One of the long-term problems with that approach is that it does little for the unemployed poor or the marginally employed poor, whose standard of living has diverged sharply from that of the middle class. (Here, economics and mode of living are closely linked: The median income for a married couple with children is about $100,000, and the overwhelming majority of households in the top 20 percent of incomes are two-earner couples, generally married.) For reasons having to do with the parochialism and small-mindedness of the American intellectual classes, we spend a great deal of time talking about the shocking net worths of Silicon Valley billionaires and the big bonuses of Wall Street sharks, as though the poor were poor because Jeff Bezos is rich. In fact, the benevolence of the affluent professionals who dominate the country politically and staff its major institutions is directed largely at themselves, which is why we are debating writing off the debts of Harvard-educated lawyers rather than talking about the social and economic failures of, say, Milwaukee, and how these affect poor people, who rarely write New York Times guest columns or testify before congressional subcommittees.

 

To return to the beginning: The “surprise” medical-bill rule is one more little bit of effort to use business regulation to service the interests and demands of the politically important classes. And, as often is the case, those interests will be served by making the health-care system a little bit worse than it already is. Here, that will happen by forbidding doctors, hospitals, and certain other providers from billing patients at all in these situations, obliging them instead to charge insurers. This will have the effect of reinforcing still further the centrality of insurance to the medical system. As the Times reports, a Congressional Budget Office study finds that the new law will reduce the incomes of doctors and other providers, in part by imposing a mandatory arbitration regime on them.
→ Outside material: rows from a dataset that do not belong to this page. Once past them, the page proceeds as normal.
PR #89, opened 2026-05-14
General refactor

BraveChicken1:
This PR does a general refactor of Packit:
- Some small refactorings to improve code quality and readability
- Add packit_version module
- Rename storage module to register, rename Installed.toml to Register.toml and rename source_repository fields
- Split the builder, build_env and binary patcher into a new builder module
- Split the util command into separate modules
- Change WebPrebuildProvider structure
- Rename sorted flag of packager to structured
- Fix warnings and clippy lints


src/repositories/manager.rs
```suggestion
match self.metadata_providers.get(repository_id) {
            Some(provider) => provider.read_file_bytes(package, file_path),
            None => Err(RepositoryError::RepositoryNotFoundError {
                repository_id: repository_id.into(),
            }),
        }
```

src/installer/installer.rs
Max13245: Make clippy happy (Path is not owned):
```suggestion
        if self.config.prefix_directory != Path::new(DEFAULT_PREFIX) {
```

src/cli/commands/util.rs
Max13245, line 1: Didn't we also want to put the `pit package` command in the utils?

src/builder/error.rs
```diff
@@ -47,6 +44,9 @@ pub enum BuilderError {
     #[error("Cannot request files for building")]
     RequestError(#[from] reqwest::Error),
 
+    #[error("Build files download unsuccessful, with status code: {0}.")]
+    RequestUnsuccessful(reqwest::StatusCode),
+
```
Max13245: Why is this moved here? Generally we have all the #[from] stuff at the bottom.

src/installer/installer.rs
```diff
@@ -646,7 +646,7 @@ impl<'a> Installer<'a> {
         let provider = match provider::create_metadata_provider(repository) {
             Some(provider) => provider,
             None => {
-                error!(msg: "Unable to create repository provider to retrieve uninstall script");
+                error!(msg: "Unable to create repository provider, skipping install script execution. This may cause stray files");
```
Max13245: Shouldn't this be:
Unable to create repository provider, skipping uninstall script execution. This may cause stray files.

src/installer/installer.rs
```diff
@@ -655,7 +655,10 @@ impl<'a> Installer<'a> {
         let package_version = match provider.read_package_version(&package_id.name, &package_id.version) {
             Ok(package_version) => package_version,
             Err(e) => {
-                error!(e, "Unable to read package version from source repository");
+                error!(
+                    e,
+                    "Unable to read package version from source repository, skipping install script execution. This may cause stray files"
```
Max13245: Same thing, shouldn't this be:
Unable to read package version from source repository, skipping uninstall script execution. This may cause stray files.

src/installer/scripts.rs
```diff
@@ -45,6 +33,18 @@ pub enum ScriptError {
...
+    RunError(std::io::Error),
+
+    #[error("Cannot transform path to absolute path: {0}")]
+    AbsolutePathError(std::io::Error),
+
+    #[error("Cannot save script to file: {0}")]
+    SaveError(std::io::Error),
+
+    #[error("Cannot create temp directory for script to run: {0}")]
+    TempCreationError(std::io::Error),
```
Max13245: Same question, why did we move this to the bottom?

src/register/package_register.rs
```diff
@@ -39,17 +43,17 @@ impl PackageRegister {
...
+        // If the file does not exist, return an error
         if !fs::exists(path)? {
-            return Ok(Self { packages: HashMap::new() });
+            return Err(RegisterError::RegisterDoesNotExist);
         }
 
         // Read data from file
         let file_content = fs::read_to_string(path)?;
 
         // If the file is empty, return an empty storage
```
Max13245: Also adjust the comment here to:
// If the file is empty, return an error

src/installer/installer.rs
Max13245, line 246:
```suggestion
// Get metadata repository for installed storage before actually installing package
let metadata_repository = self.config.repositories.get(&install_meta.repository_id).expect("Expected repository in config");
```

src/installer/installer.rs
```diff
@@ -521,7 +521,10 @@ impl<'a> Installer<'a> {
 
         // Load source repository
```
Max13245:
```suggestion
        // Load repository
```

src/installer/installer.rs
```diff
@@ -613,7 +616,10 @@ impl<'a> Installer<'a> {
         // Run uninstall scripts for all versions
         for package_version in &installed_versions {
             // Load source repository
```
Max13245:
```suggestion
            // Create repository
```

src/installer/installer.rs
Max13245: Also:

```suggestion
                    "Unable to read package version from metadata repository, skipping install script execution. This may cause stray files"
```

src/installer/installer.rs
Max13245:
```suggestion
        // Create repository provider for metadata repository
```

Max13245:
```suggestion
        // Load package version from metadata repository
```

src/register/package_register.rs
Max13245, line 100:
```suggestion
        repository: &Repository,
```

src/verifier/repairer.rs
Max13245, line 322:
```suggestion
            let repository = config.repositories.get(&repository_id).expect("Expected repository in config");
```

CHANGELOG.md
```diff
@@ -10,24 +10,22 @@ The format is based on [Keep a Changelog](https://keepachangelog.com/en/1.1.0/).
...
 - The fuzzy-search feature, to provide a package suggestion in case of a wrong package parameter.
-- Add support for leading zeros in version numbers.
-- Add web prebuild provider for web prebuild support.
+- Support for leading zeros in version numbers.
+- The web prebuild provider for web prebuild support.
 - The `--updatables` flag on the list command, to list packages which can be updated.
-- The list command now has grid printing.
-- The regex search, to search packages based on a given regex pattern.
-- Add support for applying patches to the source code of packages.
+- Regex search to the search command, to search packages based on a given regex pattern.
```
Max13245: Maybe this instead:
- Regex search, to search packages based on a given regex pattern.

Or:
- Add regex search to the search command, to search packages based on a given regex pattern.

src/installer/installer.rs
Max13245: Another thing, in my opinion this should be a warning. Otherwise the user gets this:
`pit uninstall some-package`
Error: Unable to read package version from source repository, skipping install script execution. This may cause stray files.

This is very confusing. Did the uninstall work? Did it not? A warning would indicate something went wrong, but in general everything is fine.

Max13245 (changes requested):
Overal it looks good. Just two things. 

Do we look at the install scripts after the release?

It might be nice to also rename path -> metadata_url and metadata_provider (of meta_url en meta_provider) in the Repository struct. The url part wil make it consistent with the provider_url. I think the metadata part is also nice, as it makes a clear indication of what the url is for.

src/installer/installer.rs
Max13245: So, just in total:
warning!("Unable to read package version from metadata repository, skipping uninstall script execution. This may cause stray files.")

src/installer/installer.rs
BraveChicken1: This is unfortunately not allowed, the other option would be:
`if self.config.prefix_directory != *DEFAULT_PREFIX {`

BraveChicken1: The Repository struct also contains prebuild repository information, so here we should not use metadata_repository.

src/register/package_register.rs
BraveChicken1: I'm not sure about this one, don't we want to specify that this is the repository that we installed the package from (hence source_repository)

src/verifier/repairer.rs
BraveChicken1: Same comment for this one, do we want to rename all occurrences of source_repository to just repository?

src/installer/scripts.rs
BraveChicken1: The idea was to put all external errors to the bottom, but I moved it back up.

src/builder/error.rs
BraveChicken1: Yes, that shouldn't have been moved, I moved it back up

src/installer/installer.rs
Max13245: I tested this locally. For me it works? self.config.prefix_directory is a PathBuf, so it can be compared to the Path right? Although *DEFAULT_PREFIX is also fine.

BraveChicken1: I tried it again, it does indeed work for me now, I changed it.

Max13245 (approved):

PR #91, opened 2026-05-21
Add package-build xtask

BraveChicken1:
This PR adds the package-build xtask, packaging the most recent build into a prebuild. For compressing the existing packager module is copied and minified to use less dependencies and be compressed in the correct structure as expected by the install scripts.

### DIFF
--- a/xtasks/xtask-package-build/src/main.rs
+++ b/xtasks/xtask-package-build/src/main.rs
@@ -1,0 +1,93 @@
+// SPDX-License-Identifier: GPL-3.0-only
+mod compress;
+mod target_architecture;
+
+use std::{
+    fs,
+    path::{Path, PathBuf},
+    process::exit,
+};
+
+use clap::Parser;
+
+use crate::target_architecture::TARGET_ARCHITECTURE;
+
+/// Represents the package-build command, holding the given options.
+#[derive(Parser, Debug)]
+#[command(name = "package-build", version, about)]
+pub struct TaskCommand {
+    /// The directory to save the package to
+    #[arg(long)]
+    destination: Option<PathBuf>,
+
+    /// True if the package should be overwritten if it already exists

The loss of bargaining power and income “would happen to providers that both do and do not send surprise bills, because taking away the option would reduce their leverage in negotiating contracts with health insurers.” Which is to say, a law that purportedly was meant to bring insurers to heel has in fact strengthened their economic position.

 

What the United States needs is not a British monopoly-style system or a libertarian free-market fantasy or the Democratic dream of Scandinavia on the cheap, but instead a more multipolar system than the one we already have. Ideally, this would include health insurance that functions as insurance, i.e., as a financial product for risk mitigation, not as a dues-collecting membership club for medical care; an intelligently designed and administered form of social insurance that would see to the interests of those who cannot see to their own, including poorly provided-for children, the disabled, and others; and, perhaps most important, functional, consumer-driven markets for both health insurance and for health care per se, with most non-emergency care purchased out of pocket, the same way Americans pay for cars or mobile phones or Netflix rentals. There are some obvious challenges to getting that done: our generally incompetent public administration; bad political incentives; complicating economic realities (including the fact that such a large share of health-care spending happens at the end of life and for patients with chronic conditions); inertia; stubbornness; and the surprising stupidity, alternating with piggish intelligence, of American corporate management.

 

Or, we could pass another dumb law every time somebody complains about something.